### Problem to solve
In the listing below, which lines contain the string "Version"? Copy them all.

### Study material

PR #1202, opened 2017-10-12
Refactor custom live data enumerator stack

mchandschuh:
>NOTE: Cloud integration testing completed.
- [x] Test bitcoin rest 1 second, 1 minute
- [x] Test bitcoin rest daily
- [x] Test dailyfx in cloud 1 second
- [x] Test quandl daily
- [x] Test TopGainers - refactored selection logic into proper universe
- [x] Test custom data universe, nyse top gainers

This change aims to provide some more guarantees around our live custom data stack.
The big improvement here (besides test and code organization) is that we're now being
smart about applying rate limit and fast forward behaviors. Enumerator stack refreshes
are limited manually while rest rate limits are enforced via `RefreshEnumerator`. We make
this choice based on the `SubscriptionTransportMedium` -- basically, in live it doesn't make
sense to fast forward a rest endpoint. Likewise it doesn't make sense to rate limit access to
a file that's already been downloaded, instead we want to rate limit actual communication
with remote servers which happens every call for rest subscriptions and on each enumerator
stack refresh from file subscriptions.

I added some fairly simple test cases to cover the big 3 cases being addressed here:
1. Normal rest service, data point per invocation
2. Collection rest service, multiple data points per invocation
3. Remote files with historical and/or future data

### DIFF
--- a/Engine/DataFeeds/Enumerators/FrontierAwareEnumerator.cs
+++ b/Engine/DataFeeds/Enumerators/FrontierAwareEnumerator.cs
@@ -1,11 +1,11 @@
 /*
  * QUANTCONNECT.COM - Democratizing Finance, Empowering Individuals.
  * Lean Algorithmic Trading Engine v2.0. Copyright 2014 QuantConnect Corporation.
- * 
- * Licensed under the Apache License, Version 2.0 (the "License"); 
+ *
+ * Licensed under the Apache License, Version 2.0 (the "License");
  * you may not use this file except in compliance with the License.
  * You may obtain a copy of the License at http://www.apache.org/licenses/LICENSE-2.0
- * 
+ *
  * Unless required by applicable law or agreed to in writing, software
  * distributed under the License is distributed on an "AS IS" BASIS,
  * WITHOUT WARRANTIES OR CONDITIONS OF ANY KIND, either express or implied.
@@ -94,20 +94,9 @@ namespace QuantConnect.Lean.Engine.DataFeeds.Enumerators
 
             if (underlyingCurrent != null && underlyingCurrent.EndTime <= localFrontier)
             {
-                // only emit if new data available (skip custom data if same time/value)
-                if (_lastEmittedValue != null && 
-                    _lastEmittedValue.DataType == MarketDataType.Base && 
-                    _lastEmittedValue.EndTime == underlyingCurrent.EndTime &&
-                    _lastEmittedValue.Value == underlyingCurrent.Value)
-                {
-                    _current = null;
-                }
-                else
-                {
-                    _needsMoveNext = true;
-                    _current = underlyingCurrent;
-                    _lastEmittedValue = _current;
-                }
+                _needsMoveNext = true;
+                _current = underlyingCurrent;
+                _lastEmittedValue = _current;
             }
             else
             {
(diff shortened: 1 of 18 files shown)


jaredbroad:
hey @akoeplinger! We're seeing TravisCI build errors on previously successful builds. Looks like an expired key in the base image?

akoeplinger:
@jaredbroad please see https://github.com/travis-ci/travis-ci/issues/8594 :)

Engine/DataFeeds/Enumerators/FrontierAwareEnumerator.cs
```diff
@@ -94,20 +94,9 @@ public bool MoveNext()
 
             if (underlyingCurrent != null && underlyingCurrent.EndTime <= localFrontier)
             {
-                // only emit if new data available (skip custom data if same time/value)
-                if (_lastEmittedValue != null && 
-                    _lastEmittedValue.DataType == MarketDataType.Base && 
-                    _lastEmittedValue.EndTime == underlyingCurrent.EndTime &&
-                    _lastEmittedValue.Value == underlyingCurrent.Value)
-                {
```
StefanoRaggi: Awesome! Glad you managed to remove this hackish check :)

Tests/Engine/DataFeeds/Enumerators/Factories/LiveCustomDataSubscriptionEnumeratorFactoryTests.cs
```diff
@@ -0,0 +1,462 @@
...
+using QuantConnect.Data.UniverseSelection;
+using QuantConnect.Interfaces;
+using QuantConnect.Lean.Engine.DataFeeds;
+using QuantConnect.Lean.Engine.DataFeeds.Enumerators.Factories;
+using QuantConnect.Securities;
+using QuantConnect.Securities.Equity;
+
+namespace QuantConnect.Tests.Engine.DataFeeds.Enumerators.Factories
+{
+    public class LiveCustomDataSubscriptionEnumeratorFactoryTests
```
StefanoRaggi: Nice tests!

Engine/DataFeeds/LiveTradingDataFeed.cs
```diff
@@ -272,12 +272,15 @@ public void Run()
...
+                        var packet = new DataFeedPacket(subscription.Security, config);
 
                         // dequeue data that is time stamped at or before this frontier
                         while (subscription.MoveNext() && subscription.Current != null)
                         {
-                            packet.Add(subscription.Current);
+                            var clone = subscription.Current.Clone(subscription.Current.IsFillForward);
+                            clone.Time = clone.Time.RoundDownInTimeZone(config.Increment, config.ExchangeTimeZone, config.DataTimeZone);
+                            packet.Add(clone);
                         }
```
StefanoRaggi: Just curious, is this time rounding an additional bug fix (impact on not only custom data) ?

mchandschuh: The time rounding here is unfortunate, I do agree, but mirrors the backtesting behavior. We depend on rounded times later in the pipe line, specifically when invoking consolidators. The end time is used to determine if a piece of data is in it's subscribed to, native resolution. A later iteration can communicate this information in another way, for now, this is in line with how backtesting does it.

PR #1207, opened 2017-10-12
Replaced BTC with Nifty in IndicatorSuiteAlgorithm

andrewhart098:


Algorithm.CSharp/IndicatorSuiteAlgorithm.cs
```diff
@@ -121,8 +121,8 @@ public override void Initialize()
         /// <summary>
         /// Custom data event handler:
         /// </summary>
-        /// <param name="data">Bitcoin - dictionary of TradeBarlike Bars of Bitcoin Data</param>
-        public void OnData(Bitcoin data)
+        /// <param name="data">Nifty - dictionary Bars of Nifty Data</param>
+        public void OnData(Nifty data)
```
jaredbroad: Not sure this solves the issue; in the IDE the other types aren't accessible; you'll have to add a simple type (maybe quandl instead?) 
Build Error: File: main.cs Line:60 Column:20 - The type or namespace name 'Nifty' could not be found (are you missing a using directive or an assembly reference?)

PR #1209, opened 2017-10-13
Refactors indicator Update(DateTime, decimal) method

AlexCatarino:
- Moves indicator Update(DateTime, decimal) method overload from the extension class to the base class.
With this change, python algorithms can access this overload since pythonnet doesn't support extension methods.
- Changes python algorithms to use Update(DateTime, decimal) method

### DIFF
--- a/Indicators/IndicatorBase.cs
+++ b/Indicators/IndicatorBase.cs
@@ -98,6 +98,25 @@ namespace QuantConnect.Indicators
         }
 
         /// <summary>
+        /// Updates the state of this indicator with the given value and returns true
+        /// if this indicator is ready, false otherwise
+        /// </summary>
+        /// <param name="time">The time associated with the value</param>
+        /// <param name="value">The value to use to update this indicator</param>
+        /// <returns>True if this indicator is ready, false otherwise</returns>
+        public bool Update(DateTime time, decimal value)
+        {
+            if (typeof(T) == typeof(IndicatorDataPoint))
+            {
+                return Update((T)Activator.CreateInstance(typeof(T), new object[] { time, value }));
+            }
+            else
+            {
+                throw new NotSupportedException(string.Format("{0} does not support Update(DateTime, decimal) method overload. Use Update({1}) instead.", GetType().Name, typeof(T).Name));
+            }
+        }
+
+        /// <summary>
         /// Resets this indicator to its initial state
         /// </summary>
         public virtual void Reset()
--- a/Indicators/IndicatorBase.cs
+++ b/Indicators/IndicatorBase.cs
@@ -108,7 +108,7 @@ namespace QuantConnect.Indicators
         {
             if (typeof(T) == typeof(IndicatorDataPoint))
             {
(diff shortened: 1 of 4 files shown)


Indicators/IndicatorBase.cs
```diff
@@ -98,6 +98,25 @@ public bool Update(T input)
...
+        /// if this indicator is ready, false otherwise
+        /// </summary>
+        /// <param name="time">The time associated with the value</param>
+        /// <param name="value">The value to use to update this indicator</param>
+        /// <returns>True if this indicator is ready, false otherwise</returns>
+        public bool Update(DateTime time, decimal value)
+        {
+            if (typeof(T) == typeof(IndicatorDataPoint))
+            {
+                return Update((T)Activator.CreateInstance(typeof(T), new object[] { time, value }));
```
mchandschuh: if `T` is `IndicatorDataPoint`, why not just use `new IndicatorDataPoint(time, value)` ?

Indicators/IndicatorExtensions.cs
```diff
@@ -27,19 +27,6 @@ namespace QuantConnect.Indicators
...
     {
         /// <summary>
-        /// Updates the state of this indicator with the given value and returns true
-        /// if this indicator is ready, false otherwise
-        /// </summary>
-        /// <param name="indicator">The indicator to be updated</param>
-        /// <param name="time">The time associated with the value</param>
-        /// <param name="value">The value to use to update this indicator</param>
-        /// <returns>True if this indicator is ready, false otherwise</returns>
-        public static bool Update(this IndicatorBase<IndicatorDataPoint> indicator, DateTime time, decimal value)
```
mchandschuh: This could break any algorithm that explicitly calls this via `IndicatorExtensons.Update(time,value)` -- the odds are low, but leaving it in shouldn't cause issues as the C# compiler will prefer instance methods over extension methods.

AlexCatarino: Ok. So I will undo this part and leave it as it was.

Indicators/IndicatorBase.cs
AlexCatarino: I tried that, but `Update` didn't accept, since it is looking for an instance of `T`.

Indicators/IndicatorBase.cs
```diff
@@ -98,6 +98,25 @@ public bool Update(T input)
...
+        /// if this indicator is ready, false otherwise
+        /// </summary>
+        /// <param name="time">The time associated with the value</param>
+        /// <param name="value">The value to use to update this indicator</param>
+        /// <returns>True if this indicator is ready, false otherwise</returns>
+        public bool Update(DateTime time, decimal value)
+        {
+            if (typeof(T) == typeof(IndicatorDataPoint))
+            {
+                return Update((T)(object)new IndicatorDataPoint(time, value));
```
mchandschuh: cool, the run time will thank you  for removing a reflection call :)

PR #1216, opened 2017-10-17
Crypto securities only have one default SecurityType - Quote

andrewhart098:
Gdax api returns bid/ask spreads and its most accurately modeled with quotes. In addition, the historical data contains bid/ask spreads.  Using Quotes instead of Trades is the more appropriate for modeling crypto in Lean. Updated the gdax BTCUSD daily data to reflect this change


Common/Data/SubscriptionManager.cs
```diff
@@ -209,7 +209,7 @@ public void AddConsolidator(Symbol symbol, IDataConsolidator consolidator)
                 {SecurityType.Cfd, new List<TickType>() { TickType.Quote } },
                 {SecurityType.Future, new List<TickType>() { TickType.Quote, TickType.Trade, TickType.OpenInterest } },
                 {SecurityType.Commodity, new List<TickType>() { TickType.Trade } },
-                {SecurityType.Crypto, new List<TickType>() { TickType.Quote, TickType.Trade } },
+                {SecurityType.Crypto, new List<TickType>() { TickType.Quote } },
```
StefanoRaggi: I believe we need both

mchandschuh: I think if we have access to the trades we should pipe them in by default. I'm thinking of two particular use cases.
1. Ability to use indicators that require volume
2. Ability to better model liquidity/partial fills

jaredbroad: Agree ideal to have both but backtesting doesn't have the trade data; so it means a stream of error messages for anyone doing backtesting....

### Finished exercise
- * Licensed under the Apache License, Version 2.0 (the "License"); 
+ * Licensed under the Apache License, Version 2.0 (the "License");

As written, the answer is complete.